Dibujo que muestra las aptitudes de Jacopo Peri como cantante y compositor, en el papel protagónico de Arión durante el estreno de su obra Euridice, en 1600.
En todo caso, esta segunda opera in musica no se perdió, y los Medici hicieron imprimir la partitura, a partir de la cual se ha podido realizar alguna grabación discográfica de esa primera ópera de la historia, y poner de manifiesto la comprensible inmadurez de ese primer planteamiento de teatro musical.
La idea que tenían los miembros de la Camerata fiorentina que pusieron en escena estas opere in musica era que la música tenía que proporcionar un relieve especial a las cualidades y a los sentimientos expresados en el texto literario, como imaginaban que acontecía en el teatro griego antiguo. Por esto la música de Peri y de Caccini tiene una importancia relativa en sus respectivas versiones de sus Euridice. Fue esta preocupación por la supremacía del texto literario la que sería motivo de continuas tensiones en la historia posterior del género, como tendremos ocasión de descubrir en los próximos capítulos, y en cierto modo todavía hoy en día es una cuestión que está lejos de haber quedado resuelta.

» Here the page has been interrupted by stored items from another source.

PR #551, opened 2020-12-07
Add ability to compare multiple models in Captum Insights

Reubend:
This PR adds the ability to compare multiple models in Captum Insights.

Screenshot of model comparison

In order to test this, I went through two scenarios. First, I made sure there are no regressions to single model workflows like this:
1. Start the Insights example with `python3 -m captum.insights.example`
2. Ensure that the original functionality is still working and there are no changes, other than the visual changes for column headers

Then, I tested comparing multiple models by duplicating the existing example one:

1. Go to `example.py`
2. Duplicate the example model, by changing `models=[model]` to `models=[model, model, model]`
3. Check to make sure that it renders properly, and that selecting different target classes works to properly update the data for each visualization


edward-io (approved):
Great, thanks!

A pesar de que hoy nos llama la atención su endeblez, el espectáculo de Peri y Rinuccini llamó poderosamente la atención cuando se representó ante la corte florentina, y los nobles y personajes notables invitados a estas fiestas nupciales mediceas quedaron debidamente impresionados. No tardó en difundirse su existencia por otras cortes nobiliarias de la Italia del Norte, y se solicitó a los Medici en más de una ocasión la posibilidad de representarla en otras ciudades.
De este modo la nueva fórmula de la opera in musica y del canto monódico, al que Giulio Caccini dio especial difusión en su colección de piezas Le nuove musiche (1602), se extendió rápidamente por el Norte de Italia y preparó el rápido y trascendental cambio de la música italiana que tanta importancia tendría no sólo en el campo de la música vocal, sino también en el de la instrumental, con la aparición de las primeras sonate monódicas (hacia 1610).
Curiosamente, estas ideas renacentistas empezaron a extenderse justo en el momento en el que nacían las ideas del barroco, que encontrarían precisamente en la ópera un camino para manifestarse y darles un contenido muy visible e importante. Así, pues, pronto las cortes italianas tendrían a su disposición un medio ingenioso para coronar las fiestas y celebraciones de sus respectivas familias reinantes con un espectáculo de moda y de gran brillantez. Era una forma de hacerse ver en el panorama cultural del momento y de dar el más espectacular reflejo de la importancia de sus propios linajes.
Retrato de Claudio Monteverdi (1567-1643), el verdadero creador del género operístico con su obra La favola d’Orfeo (1607).